If lack of supplies doesn’t kill them, flesh-eating snakes that erupt from the sand just might. Fellow survivor Malik swears he’ll get the group to safety or die trying. Lesha lived through famine and riots back home. Malik might be cute, but no way will she let a hot-shot military dude with a savior complex tell her what to do.

But after they find a boy’s mutilated corpse in a sick desert shrine, it’s clear something stalks them. Something predatory. Something else. To protect her brother, Lesha must work with Riley and Malik, before their alien hunter picks them off one by one.

First five pages:

Screams erupted from the televid when I entered our room at Bunker Number Four.

“It’s happening again, Lesha.” My eight-year-old brother huddled on his bed, brown eyes focused on the screen mounted on the cinderblock wall. He clutched his worn, stuffed rabbit to his face and dented his lower lip with his thumb.

I stared at the scene, and the backpacks I’d retrieved from the storage unit thumped on the floor. “Riots.”

Joe’s thumb slid into his mouth.

A roving camera flew above the protesters racing through the streets, zooming in, highlighting the lines of fear on their faces. From the buildings nearby, I recognized an area near us in South Boston. So close.

Tear gas canisters tumbled on the ground, spewing chalky smoke. Police dressed in full SWAT gear stomped behind the protesters. Deportation vans hovered in the distance, ready to haul those caught to some undisclosed location.

Never to return.

I’d shut the vid off if wasn’t so mesmerized myself. I fidgeted with the end of my braid, and the inky strands coiled around my fingers. Like I was five again, I gnawed on the tips.

The televid cut to a ReGreen commercial and a dreamy, computer voice drifted through the room.
“First the bees died. Then much of our plant life. Thirty percent of our animal species are extinct. But this doesn’t mean the end of our world.”

The leaders of ReGreen needed to stop sniffing the hovercraft fumes.

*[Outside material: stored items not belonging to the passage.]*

PR #1920, opened 2023-03-30
add base class functions

osbornjd:

## Types of changes

This PR adds some functions to the TrkrCluster base class which are in v5 but not in the base class currently. Having this will prevent any casting gymnastics to occur

## TODOs (if applicable)

### DIFF
--- a/offline/packages/trackbase/TrkrCluster.h
+++ b/offline/packages/trackbase/TrkrCluster.h
@@ -70,7 +70,7 @@ class TrkrCluster : public PHObject
   virtual void setEdge(char) {}
   virtual void setTime(const float) {}
   virtual float getTime() const { return NAN;}
-
+  virtual char getSize() const {return std::numeric_limits<char>::max(); }
   
 
   //
--- a/offline/packages/trackbase/TrkrCluster.h
+++ b/offline/packages/trackbase/TrkrCluster.h
@@ -62,9 +62,16 @@ class TrkrCluster : public PHObject
   //
   virtual void setAdc(unsigned int) {}
   virtual unsigned int getAdc() const { return UINT_MAX; }
-
+  virtual void setMaxAdc(uint16_t) {}
+  virtual unsigned int getMaxAdc() {return UINT_MAX; }
+  virtual char getOverlap() { return std::numeric_limits<char>::max(); }
+  virtual void setOverlap(char) {}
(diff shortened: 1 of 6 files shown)


osbornjd:
@pinkenburg I just want to make sure before merging this that these changes will not affect our DST readback capabilities.

pinkenburg (approved):
looks good - shouldn't cause problems (but anyone not recompiling their own code will see very interesting behavior)

hupereir:
@osbornjd 
Maybe before merging, I noticed that the TrkrClusterv5::CopyFrom method is very incomplete
I does not include copying any of the new members of the class (mostly because there was no base class accessors !)
Can you add them ? Alternatively I can do that quickly in a separate PR

osbornjd:
Thanks for pointing it out, I will add them to this PR since it is trying to clean up some of the derived classes

hupereir:
Also, the TrkrClusterv5::CopyFrom( TrkrClusterv5* source) method should go
It is irrelevant if the copyFrom( base class) is complete.

hupereir:
And I just noticed that the same is true for Clusterv4.
This is really a mess. We should pay more attention when increasing versions

osbornjd:
> Also, the TrkrClusterv5::CopyFrom( TrkrClusterv5* source) method should go It is irrelevant if the copyFrom( base class) is complete.

can you elaborate on this point? The base class implementation is just a blank empty function. Shouldn't this mean it should be left in?

hupereir:
> 

What I mean is that TrkrClusterv5::CopyFrom( TrkrCluster* ) should be enough
If you call all the base class methods in there, it will copy the right thing if what is passed as argument is actually a TrkrClusterv5, and thus will do the exact same thing as TrkrClusterv5::CopyFrom( TrkrClusterv5* )
(and it will also work for v6, v7, etc)
So the second method is superfluous, once the first one is fixed. 
Makes sense ?

osbornjd:
> 

I'm assuming one of those was supposed to be a `CopyFrom(const TrkrCluster&)` rather than `CopyFrom(TrkrCluster*)`. But I think I get the main point, basically they do the same thing

osbornjd:
@hupereir let me know if the last commit addresses all your points, I think it does.

hupereir:
> @hupereir let me know if the last commit addresses all your points, I think it does.

Looks good yes ! (as far as I can tell). Thanks !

“Never fear.” The words burst through a crescendo of uplifting music. "This is just a phase in our planet's never-ending life cycle." A vid from Earth’s history played on the screen. Lush, green vegetation swayed in a light breeze, nestled under a clear, blue sky.

What a joke. No one had seen blue sky for years.

“Call it whatever you want,” I told the screen. “A phase. Global warming. Life cycle. Giving it a name doesn’t change what’s happening.” Years of floods were followed by endless drought. Wildfires burned whatever remained, leaving next to nothing for plants to take root in. Or kids, for that matter.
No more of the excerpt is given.